According to an aspect of the present invention, a semiconductor integrated circuit comprises a digital-to-analogue converter for converting a digital signal into an analogue signal to output an analogue current signal, a current-to-voltage converter for converting the analogue current signal output by the digital-to-analogue converter, into an analogue voltage signal whose level has been controlled, and a filter for filtering the analogue voltage signal converted by the current-to-voltage converter. The current-to-voltage converter converts the current signal into the voltage signal in which a factor variable in accordance with manufacturing process conditions and/or environmental conditions has been corrected.

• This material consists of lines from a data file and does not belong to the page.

PR #2459, opened 2022-02-28
Explicit type replaced with diamond operator.

DiegoKrupitza:
In modern java you do not need to add the explicit type if it can be inferred. To make the code more readable, we removed the explicit type and replaced it with the diamond operator (<>).


schauder:
Thanks. Merged and Backported.

It looks like your formatter is still not configured quite right. I had to undo some format changes.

According to another aspect of the present invention, a semiconductor integrated circuit comprises a filter for filtering an input signal to output a filtered analogue current signal, a current-to-voltage converter for converting the analogue current signal output by the filter, into an analogue voltage signal whose level has been controlled, and an analogue-to-digital converter for converting the analogue voltage signal converted by the current-to-voltage converter, into a digital signal. The current-to-voltage converter converts the current signal into the voltage signal in which a factor variable in accordance with manufacturing process conditions and/or environmental conditions has been corrected.
According to either aspect, since the current-to-voltage converter converts the current signal into the voltage signal in which a factor variable in accordance with manufacturing process conditions and/or environmental conditions has been corrected, the circuit can output a stable voltage signal irrespective of dispersion in manufacturing process and/or a change in environmental conditions for operation.